This is my first time asking anyone this question, but it is really heavy on my mind and with a lot of mixed feelings from it. I just came across this site, so why not.
Two years ago, I met my Lord and Savior Jesus Christ. I was at my lowest point in my life and I would say almost lost my soul. But my Lord pulled me out. I started going to church seeking more of his peace because that was literally the first time I've ever felt peace my whole life.
During the time of my becoming of holy, an ex of mine came back into my life after we had separated during the summer when I almost lost myself. I deeply loved this man. We spoke of getting married a lot one day, and how he has always loved me since he first met me.
Anyway, we went to church one night. The bishop started renewing vows and as he finished he asked would any one else like to renew or get married. As soon as he asked, my ex looked me in the eyes and I could feel the fire of love in my soul that I have never felt from another man, and he was feeling the same. So we went up said our vows before God kissed, and we were spiritually married. The bishop said to go get our marriage license the next day and he would sign it. (By the way we were not living in fornication before our vows.) That night I tried to have sex with him, but he wanted to wait to have sex until we were actually legally married. But since we were spiritually married, I thought it wasn't sinning, and we did have sex.
But then the devil stepped in. About a week later he had a dream of God telling him not to hurt me because I've been hurt enough in my past. We started going out because I wanted to celebrate with him, or maybe this was the only way I knew how to have fun at this time. But my old self from drinking and partying days started coming back. Though I would not have cheated on him, the drinking and partying was the main reason for our arguments, along with me having two children. It was hard on him. I finally realized I should have submitted and listened to him instead of doing as I pleased, and now I know I messed up.
He is now living with another woman out of wedlock and just had a child. After we separated I believe God told me we both had a lot of growing and learning to do and that one day he would come back to me. I don't want another man, but I want a husband. After all the sinning I just found my way back to Christ again this year. I know I messed up. I just need some kind of answer. I'm scared no one will love me, or I love him as I did him. Do you think the signs and the message God told me will happen? I hope so.
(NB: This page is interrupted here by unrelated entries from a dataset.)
PR #784, opened 2016-12-29
Fixes birds meowing

Cameron653:
Fixes birds from meowing when their friend is hurt.

Looking back at it, I'm not 100% sure why I have them a subclass of cats. I think I might've done it at the time so they'd have the same flee code as cats and also go after micros/mice the same way as cats.


SpadesNeil:
Yes, why _are_ they a subclass of cats? They shouldn't be.

SilverTalismen:
Well atleast its fixed Meow

SpadesNeil:
get out

PR #805, opened 2017-01-06
Fix: Added minimun age to 18, to go with the server policies

OrbisAnima:


OrbisAnima:
No problem, sorry for making two prs, but I though it would be better than adding history to unrelated files and then running the risk fucking up the updates

PR #809, opened 2017-01-07
Several map changes.

Dhaeleena:
Armory partially re-done.
Tactical Storage is now actually /Tactical/
Fixed camera blind spots with more cameras!
Added Re chargers to medbay so Defibs power cells can be recharged.
Fixed several windows, Walls and other misc issues around the map.
Added Camera to the arrivals Shuttle so the AI can finally use its Holopad.
Removed cameras from the dorms.


SpadesNeil:
This looks good. I think I'm going to officially stop updating our map with the Polaris map barring major updates like atmos revamps or something.

Arokha:
Can just copypaste interesting sections from theirs. Though a whole new map would be fun too. I VOTE SPACESHIP. :3

PR #822, opened 2017-01-11
Allows Human Type Mobs to Select a Primary Attack

BothNevarBackwards:
This gives a verb to let you choose an attack, similar to select language. If the attack isn't avaliable, it defaults to the old mechanics of selecting an attack.

### DIFF
--- a/code/modules/mob/living/carbon/human/human_attackhand.dm
+++ b/code/modules/mob/living/carbon/human/human_attackhand.dm
@@ -1,4 +1,12 @@
 /mob/living/carbon/human/proc/get_unarmed_attack(var/mob/living/carbon/human/target, var/hit_zone)
+	// VOREStation Edit - Begin
+	if(src.default_attack && src.default_attack.is_usable(src, target, hit_zone))
+		if(pulling_punches)
+			var/datum/unarmed_attack/soft_type = src.default_attack.get_sparring_variant()
+			if(soft_type)
+				return soft_type
+		return src.default_attack
+	// VOREStation Edit - End
 	for(var/datum/unarmed_attack/u_attack in species.unarmed_attacks)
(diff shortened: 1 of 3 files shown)


SpadesNeil:
Is this purely fluff based, or is it actually changing damage and effects?

BothNevarBackwards:
This doesn't change damage or effects at all. It simply causes the statement that decides what type of attack will be made to check the selected attack first. If and only if that attack is currently able to be made based on the same criteria it was using before, will it then use that attack. Else it'll default back to the old behaviour and choose the attack in the old order. It doesn't affect damage or effects from the attack.

OrbisAnima:
I disagree on that it doesnt change mechanics.

Unless I am misunderstanding anything, the old system made you pick an attack at random or with an order, picking it out of a list of attacks the mob had allowed.

but if anyone looks here
https://github.com/VOREStation/VOREStation/blob/master/code/modules/mob/living/carbon/human/species/species_attack.dm
You can clearly see that some attacks have sharp and edge enabled, some attacks do 5 or even 8 damage, and so on and on... To say that this is not altering would be lying, yet, is not an strong change, but there it is.

BothNevarBackwards:
The attacks are normally done by a specific order. There is no random element to them. Some species having a bite as a stronger attack is a part of the balancing of the species and is taken into account with their other abilities. Right now, the only way to use bite is to cut off your hands as it was originally allowed when cuffed as a way for those species to attack. That is disabled so bites may as well be removed otherwise.

OrbisAnima:
Then you are changing the mechanics, even if they are terrible.

BothNevarBackwards:
Of course the mechanics are changing, that was the whole point. The damage isn't changing and the effects aren't changing, you can just choose which one you want to use.

PR #1194, opened 2017-03-16
Adds a version of spontaneous appendicitis event that avoids people in dorms.

Leshana:
Now when medical folks are on, this event can be run without interfering with dorms.


Screemonster:
I'm assuming this is one that'll be manually fired, rather than one that's randomly in the rotation?

Leshana:
Yes, that's the plan.  Without this change it can't even be manually fired without risking targeting someone we don't want.

Wickedtemp:
IIRC, it shows up on the Medical HUD as someone who's "sick", with the Virus icon, right?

Thank you for taking time to read this. Any answer you feel God would want me to know, please let me know. God Bless you and your family.
The difficulty I have is that you are assuming something that is not true. You are taking your wants and desires and attributing them to God.
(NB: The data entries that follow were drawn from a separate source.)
PR #1222, opened 2017-03-21
AI Upgrades

Arokha:
Allows the AI to use their character slot character as their hologram, so you can design a custom hologram for your AI. This hologram will include the loadout gear and job equipment. Basically, it will look exactly like the character preview in character setup (including if you have gear toggled to hidden or not on that page).

Also fixes impersonating crew members to allow you to face all four directions when doing so, and impersonating crew takes current pictures (presumably via cameras) to give a current icon.

Also also the crew/custom holograms are not "blue-ish" for reasons beyond my control with regards to how it interacts with light and dark fur characters and a few other things. The scanlines and transparency make it obvious it's a hologram though (guys we have a holodeck I think we can have color holograms).

### DIFF
--- a/code/_helpers/icons.dm
+++ b/code/_helpers/icons.dm
@@ -793,6 +793,26 @@ proc // Creates a single icon from a given /atom or /image.  Only the first argu
 			alpha_mask.Blend(image_overlay,ICON_OR)//OR so they are lumped together in a nice overlay.
 		return alpha_mask//And now return the mask.
 
+//getFlatIcon but generates an icon that can face ALL four directions. The only four.
+/proc/getCompoundIcon(atom/A)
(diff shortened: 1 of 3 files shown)


SpadesNeil:
https://www.youtube.com/watch?v=hlFd3EXodgc

MASMC:
Why can't we have colour holos? Because, look at the size of the holoppad,
versus the size of the holodeck... Each tile in the holodeck has it's own
colour emitters. :P

Arokha:
> Why can't we have colour holos?

Because they do crazy stuff. COLOR_ADD looks awful on people with light fur/skin/clothes, COLOR_MULT looks awful on people with dark fur/skin/clothes.

There was a single projector for the holodeck in one of the windows on the previous map, though this map doesn't have it mapped in.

Even in the days when God chose to do miracles, they did not come often. We often forget that the Bible covers a span of about 4,000 years. It is easy to get the impression that miracles were common, but they were not, which is why they stood out. One list shows only 125 miracles. The writer of Hebrews mentioned that God once used various methods to communicate with mankind, but no longer. "God, who at various times and in various ways spoke in time past to the fathers by the prophets, has in these last days spoken to us by His Son, whom He has appointed heir of all things, through whom also He made the worlds" (Hebrews 1:1-2). Paul plainly stated that miracles would end. "Love never fails; but if there are gifts of prophecy, they will be done away; if there are tongues, they will cease; if there is knowledge, it will be done away. For we know in part and we prophesy in part; but when the perfect comes, the partial will be done away" (I Corinthians 13:8-10). The perfect refers to the perfect law of liberty, the New Testament (James 1:25), which was completed before the close of the first century. "Beloved, while I was very diligent to write to you concerning our common salvation, I found it necessary to write to you exhorting you to contend earnestly for the faith which was once for all delivered to the saints" (Jude 3).
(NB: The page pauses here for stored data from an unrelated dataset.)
PR #1231, opened 2017-03-22
Adds "Update Flavortext" Verb

Arokha:
Allows one to update their on-mob flavortext with the current character setup flavortext, to apply any changes/fix typos/whatever.


Arokha:
OKAY IT TURNS OUT THIS IS ALREADY A THING WITH SET-FLAVOR-TEXT VERB.

PR #1234, opened 2017-03-22
Polaris sync and simple animals

Leshana:
### Main Changes
This is basically part 1 of a larger project for more realistic NPCs.

This rewrites simple_animals to behave more realistically in some cases, or to just be better in others.

Previously there were many oddities about simple animal behavior, but this should hopefully bring them all up to one might expect them to behave like. Some can call for help, some can follow other mobs around, etc.

There are various setting variables on mobs that you should be aware of. They are all documented at the top of simple_animal.dm, but I'll mention a few of the more important ones here:

- `hostile` - Controls whether they attack members not of their faction on sight.
- `retaliate` - Controls whether they act in self defense if attacked (by thrown objects, guns, fists, etc)
- `run_at_them` - If set (default: on) they will not use A* pathing to locate a path to targets. This is overridden on human-like mobs (syndicate, pirates, etc) who will use doors and path to you.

Even though I don't accept your claims of direct guidance by God in these matters, you want to know about your situation. From your description, it sounds like you two were married, though it sounds as if you did not record your marriage with the government as you should have. Your husband is currently living in adultery. Whether you also committed adultery during your partying is something you did not mention.
You are in an odd situation since it would be difficult to divorce a man when you have not even recorded your marriage. I'm afraid I don't have an answer to that. For that matter you mentioned having children from prior relations and I don't know if that involved marriages or not. I really can't tell you what the correct answer is. But consider that Jesus said that sometimes the best answer when our marital lives are in ruins is to chose celibacy to make sure we can reach heaven. "For there are eunuchs who were born thus from their mother's womb, and there are eunuchs who were made eunuchs by men, and there are eunuchs who have made themselves eunuchs for the kingdom of heaven's sake. He who is able to accept it, let him accept it" (Matthew 19:12).